------ EXERCISE INPUTS ------
PR #6642, opened 2024-09-18
[lexical-markdown] shouldMergeAdjacentLines as an option

potatowagon:
## Description

normalize markdown was introduced in https://github.com/facebook/lexical/pull/6629 . one of the significant behavior change this introduced is merging adjacent non empty lines, according to commonmark spec: https://spec.commonmark.org/0.24/#example-177

it is a welcomed change since that brings lexical's impl closer to commonmark. However to avoid breaking current callsites, im making the normalizedMarkdown an option default to true, so it is easier to rollback incase this new behavior causes a regression somewhere downstream

ultimately, if there is no known usecase to have shouldMergeAdjacentLines = false, will look to deprecate  shouldMergeAdjacentLines and have it always be true.

## Test plan

shouldMergeAdjacentLines = true

https://github.com/user-attachments/assets/5ec217e7-49a5-4119-b4c2-7466366fce47

---

shouldMergeAdjacentLines = false

https://github.com/user-attachments/assets/1c57abfa-db0c-4a8d-a29c-938764075b2d

added automated tests

### DIFF
--- a/packages/lexical-markdown/src/__tests__/unit/LexicalMarkdown.test.ts
+++ b/packages/lexical-markdown/src/__tests__/unit/LexicalMarkdown.test.ts
@@ -65,7 +65,7 @@ describe('Markdown', () => {
     skipExport?: true;
     skipImport?: true;
     shouldPreserveNewLines?: true;
-    shouldNormalizeMarkdown?: true | false;
+    shouldMergeAdjacentLines?: true | false;
     customTransformers?: Transformer[];
   }>;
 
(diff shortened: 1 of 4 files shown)


packages/lexical-markdown/src/__tests__/unit/LexicalMarkdown.test.ts
```diff
@@ -202,6 +203,17 @@ describe('Markdown', () => {
       html: '<p><i><em style="white-space: pre-wrap;">Hello </em></i><i><b><strong style="white-space: pre-wrap;">world</strong></b></i><i><em style="white-space: pre-wrap;">!</em></i></p>',
       md: '*Hello **world**!*',
     },
+    {
+      html: '<p><span style="white-space: pre-wrap;">helloworld</span></p>',
+      md: 'hello\nworld',
+      shouldNormalizeMarkdown: true,
+      skipExport: true,
```
potatowagon, line 210: skipping export because:

string -> md -> string
(string)
```
hello 
world
```
to (md)`helloworld`
to (string)`helloworld`

---

zurfyx (commented):
`shouldPreserveNewLines` is a specific flag while `shouldNormalizeMarkdown` is very high-level, I don't think they play well with each other and the code shows how we have to chain conditions to make it work.

I would consider targetting the specific parts of the MarkDown we don't want to normalize as opposed to the `normalize` function as a whole which is an internal implementation.

potatowagon:
> `shouldPreserveNewLines` is a specific flag while `shouldNormalizeMarkdown` is very high-level, I don't think they play well with each other and the code shows how we have to chain conditions to make it work.
> 
> I would consider targetting the specific parts of the MarkDown we don't want to normalize as opposed to the `normalize` function as a whole which is an internal implementation.

good point, i updated to shouldMergeAdjacentLines instead and placed its in a specific place in normalise markdown

zurfyx (approved):

PR #6644, opened 2024-09-19
[lexical-react][lexical-playground] Bug Fix: Workaround for yjs disconnect race in React StrictMode

### LINKED ISSUE #6640: Bug: Collab not connecting in dev mode
Lexical version: 0.17.1

## Steps To Reproduce

From https://github.com/facebook/lexical/pull/6625#issuecomment-2357260185

1. `npm run start`
2. `npm run test-e2e-chromium` (from another terminal)

## The current behavior

Fails because the websocket doesn't stay connected. I suspect this is a React strict mode related issue. CI doesn't test dev mode.

## The expected behavior

Websocket stays connected

## Impact of fix

I suspect that it would be pretty hard to work on collab right now with dev mode broken?

etrepum:
## Description

The PR in #6619 created a regression for local collab development by introducing a timing change in when disconnect was called. When reviewing the PR I didn't think it caused an issue because the deployed playground and CI tests worked fine, but when running the playground locally with vite dev mode it does cause an issue. 

https://github.com/facebook/lexical/pull/6619#discussion_r1754903692

Closes #6640

### Before

```
npm run start
npm run test-e2e-chromium # from another terminal
```

All tests fail.

Can also reproduce collab not working at http://localhost:3000/split/?isCollab=true

Note that this only happens when running locally with vite dev, it does not cause any problems in CI or in production.

### After

It all works as expected.

### DIFF
--- a/packages/lexical-react/src/shared/useYjsCollaboration.tsx
+++ b/packages/lexical-react/src/shared/useYjsCollaboration.tsx
@@ -155,9 +155,18 @@ export function useYjsCollaboration(
 
     return () => {
       if (isReloadingDoc.current === false) {
-        Promise.resolve(connectionPromise).then(() => {
+        if (connectionPromise) {
+          connectionPromise.then(disconnect);
+        } else {
+          // Workaround for race condition in StrictMode. It's possible there
+          // is a different race for the above case where connect returns a
+          // promise, but we don't have an example of that in-repo.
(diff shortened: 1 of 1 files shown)


potatowagon (approved):
thanks for the fix!

zurfyx:
Thank you Bob!

PR #6650, opened 2024-09-19
[lexical-table] Bug Fix: Fix crash in $deleteCellHandler

### LINKED ISSUE #6581: Bug: Crash when select all and delete with only table in the editor
Copy-pasting/ Inserting a table into the editor and deleting it by selecting all crashes the editor.

Lexical version: v0.17.1

## Steps To Reproduce
1. By copy/paste
    - Copy a table
    - Ctrl + A in the lexical editor
    - Paste
    - Ctrl + A
    - Press Del key

table-delete

2. By Inserting
    - Insert table
    - Remove everything before and after the table node
    - Ctrl + A
    - Press Del
    
table-delete-2

## The current behavior
Can see crashes

## The expected behavior
To not crash and delete the table

etrepum:
## Description

In certain situations `$deleteCellHandler` will remove a table without fixing up the selection and also return false, which turns into a crash in the editor's command listener because the selection's anchor or focus is no longer connected to the root.

TODO: tests

Closes #6581

### Before

1. Create a table
2. Remove the paragraph before the table
3. Select all from inside the table (anchor will be inside the table, focus will be outside the table)
4. Press delete
5. *Crash*

### After

No crash

### DIFF
--- a/packages/lexical-table/src/LexicalTableSelectionHelpers.ts
+++ b/packages/lexical-table/src/LexicalTableSelectionHelpers.ts
@@ -336,22 +336,30 @@ export function applyTableHandlers(
     event: KeyboardEvent | ClipboardEvent | null,
   ): boolean => {
     const selection = $getSelection();
+    if (!($isTableSelection(selection) || $isRangeSelection(selection))) {
+      return false;
+    }
 
-    if (!$isSelectionInTable(selection, tableNode)) {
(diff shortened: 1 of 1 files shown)


potatowagon (approved):

ivailop7:
Thank you for your help on this one!

PR #6651, opened 2024-09-19
[lexical-markdown]: Refactor: allows omitting certain properties from TextMatchTransformers, adds jsdocs

AlessioGr:
In my project, I have a `TextMatchTransformer` that I use solely for  node => markdown string exports. For markdown string => node imports I'm using Multiline markdown transformers.

In order to accommodate this without having to pass fake stub properties to the `TextMatchTransformer`, this PR makes all properties optional.

Also added some much-needed JSDocs for this interface


etrepum (approved):
This seems reasonable to me, I did notice this last time I used the markdown implementation

etrepum:
The integration test failure is fixed by #6652

PR #6652, opened 2024-09-19
[lexical-code] Bug Fix: Annotate @lexical/code as having side-effects for Prism

etrepum:
## Description

The change in #6562 appears to have triggered an issue with astro's rollup configuration which will treeshake Prism out of @lexical/code, since it is only an import side-effect. Marking the package.json as having sideEffects is sufficient to fix it.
------
EXERCISE DETAILS:
Word for word, write out the data.

SOLUTION TO THE EXERCISE:
PR #6642, opened 2024-09-18
[lexical-markdown] shouldMergeAdjacentLines as an option

potatowagon:
## Description

normalize markdown was introduced in https://github.com/facebook/lexical/pull/6629 . one of the significant behavior change this introduced is merging adjacent non empty lines, according to commonmark spec: https://spec.commonmark.org/0.24/#example-177

it is a welcomed change since that brings lexical's impl closer to commonmark. However to avoid breaking current callsites, im making the normalizedMarkdown an option default to true, so it is easier to rollback incase this new behavior causes a regression somewhere downstream

ultimately, if there is no known usecase to have shouldMergeAdjacentLines = false, will look to deprecate  shouldMergeAdjacentLines and have it always be true.

## Test plan

shouldMergeAdjacentLines = true

https://github.com/user-attachments/assets/5ec217e7-49a5-4119-b4c2-7466366fce47

---

shouldMergeAdjacentLines = false

https://github.com/user-attachments/assets/1c57abfa-db0c-4a8d-a29c-938764075b2d

added automated tests

### DIFF
--- a/packages/lexical-markdown/src/__tests__/unit/LexicalMarkdown.test.ts
+++ b/packages/lexical-markdown/src/__tests__/unit/LexicalMarkdown.test.ts
@@ -65,7 +65,7 @@ describe('Markdown', () => {
     skipExport?: true;
     skipImport?: true;
     shouldPreserveNewLines?: true;
-    shouldNormalizeMarkdown?: true | false;
+    shouldMergeAdjacentLines?: true | false;
     customTransformers?: Transformer[];
   }>;
 
(diff shortened: 1 of 4 files shown)


packages/lexical-markdown/src/__tests__/unit/LexicalMarkdown.test.ts
```diff
@@ -202,6 +203,17 @@ describe('Markdown', () => {
       html: '<p><i><em style="white-space: pre-wrap;">Hello </em></i><i><b><strong style="white-space: pre-wrap;">world</strong></b></i><i><em style="white-space: pre-wrap;">!</em></i></p>',
       md: '*Hello **world**!*',
     },
+    {
+      html: '<p><span style="white-space: pre-wrap;">helloworld</span></p>',
+      md: 'hello\nworld',
+      shouldNormalizeMarkdown: true,
+      skipExport: true,
```
potatowagon, line 210: skipping export because:

string -> md -> string
(string)
```
hello 
world
```
to (md)`helloworld`
to (string)`helloworld`

---

zurfyx (commented):
`shouldPreserveNewLines` is a specific flag while `shouldNormalizeMarkdown` is very high-level, I don't think they play well with each other and the code shows how we have to chain conditions to make it work.

I would consider targetting the specific parts of the MarkDown we don't want to normalize as opposed to the `normalize` function as a whole which is an internal implementation.

potatowagon:
> `shouldPreserveNewLines` is a specific flag while `shouldNormalizeMarkdown` is very high-level, I don't think they play well with each other and the code shows how we have to chain conditions to make it work.
> 
> I would consider targetting the specific parts of the MarkDown we don't want to normalize as opposed to the `normalize` function as a whole which is an internal implementation.

good point, i updated to shouldMergeAdjacentLines instead and placed its in a specific place in normalise markdown

zurfyx (approved):

PR #6644, opened 2024-09-19
[lexical-react][lexical-playground] Bug Fix: Workaround for yjs disconnect race in React StrictMode

### LINKED ISSUE #6640: Bug: Collab not connecting in dev mode
Lexical version: 0.17.1

## Steps To Reproduce

From https://github.com/facebook/lexical/pull/6625#issuecomment-2357260185

1. `npm run start`
2. `npm run test-e2e-chromium` (from another terminal)

## The current behavior

Fails because the websocket doesn't stay connected. I suspect this is a React strict mode related issue. CI doesn't test dev mode.

## The expected behavior

Websocket stays connected

## Impact of fix

I suspect that it would be pretty hard to work on collab right now with dev mode broken?

etrepum:
## Description

The PR in #6619 created a regression for local collab development by introducing a timing change in when disconnect was called. When reviewing the PR I didn't think it caused an issue because the deployed playground and CI tests worked fine, but when running the playground locally with vite dev mode it does cause an issue. 

https://github.com/facebook/lexical/pull/6619#discussion_r1754903692

Closes #6640

### Before

```
npm run start
npm run test-e2e-chromium # from another terminal
```

All tests fail.

Can also reproduce collab not working at http://localhost:3000/split/?isCollab=true

Note that this only happens when running locally with vite dev, it does not cause any problems in CI or in production.

### After

It all works as expected.

### DIFF
--- a/packages/lexical-react/src/shared/useYjsCollaboration.tsx
+++ b/packages/lexical-react/src/shared/useYjsCollaboration.tsx
@@ -155,9 +155,18 @@ export function useYjsCollaboration(
 
     return () => {
       if (isReloadingDoc.current === false) {
-        Promise.resolve(connectionPromise).then(() => {
+        if (connectionPromise) {
+          connectionPromise.then(disconnect);
+        } else {
+          // Workaround for race condition in StrictMode. It's possible there
+          // is a different race for the above case where connect returns a
+          // promise, but we don't have an example of that in-repo.
(diff shortened: 1 of 1 files shown)


potatowagon (approved):
thanks for the fix!

zurfyx:
Thank you Bob!

PR #6650, opened 2024-09-19
[lexical-table] Bug Fix: Fix crash in $deleteCellHandler

### LINKED ISSUE #6581: Bug: Crash when select all and delete with only table in the editor
Copy-pasting/ Inserting a table into the editor and deleting it by selecting all crashes the editor.

Lexical version: v0.17.1

## Steps To Reproduce
1. By copy/paste
    - Copy a table
    - Ctrl + A in the lexical editor
    - Paste
    - Ctrl + A
    - Press Del key

table-delete

2. By Inserting
    - Insert table
    - Remove everything before and after the table node
    - Ctrl + A
    - Press Del
    
table-delete-2

## The current behavior
Can see crashes

## The expected behavior
To not crash and delete the table

etrepum:
## Description

In certain situations `$deleteCellHandler` will remove a table without fixing up the selection and also return false, which turns into a crash in the editor's command listener because the selection's anchor or focus is no longer connected to the root.

TODO: tests

Closes #6581

### Before

1. Create a table
2. Remove the paragraph before the table
3. Select all from inside the table (anchor will be inside the table, focus will be outside the table)
4. Press delete
5. *Crash*

### After

No crash

### DIFF
--- a/packages/lexical-table/src/LexicalTableSelectionHelpers.ts
+++ b/packages/lexical-table/src/LexicalTableSelectionHelpers.ts
@@ -336,22 +336,30 @@ export function applyTableHandlers(
     event: KeyboardEvent | ClipboardEvent | null,
   ): boolean => {
     const selection = $getSelection();
+    if (!($isTableSelection(selection) || $isRangeSelection(selection))) {
+      return false;
+    }
 
-    if (!$isSelectionInTable(selection, tableNode)) {
(diff shortened: 1 of 1 files shown)


potatowagon (approved):

ivailop7:
Thank you for your help on this one!

PR #6651, opened 2024-09-19
[lexical-markdown]: Refactor: allows omitting certain properties from TextMatchTransformers, adds jsdocs

AlessioGr:
In my project, I have a `TextMatchTransformer` that I use solely for  node => markdown string exports. For markdown string => node imports I'm using Multiline markdown transformers.

In order to accommodate this without having to pass fake stub properties to the `TextMatchTransformer`, this PR makes all properties optional.

Also added some much-needed JSDocs for this interface


etrepum (approved):
This seems reasonable to me, I did notice this last time I used the markdown implementation

etrepum:
The integration test failure is fixed by #6652

PR #6652, opened 2024-09-19
[lexical-code] Bug Fix: Annotate @lexical/code as having side-effects for Prism

etrepum:
## Description

The change in #6562 appears to have triggered an issue with astro's rollup configuration which will treeshake Prism out of @lexical/code, since it is only an import side-effect. Marking the package.json as having sideEffects is sufficient to fix it.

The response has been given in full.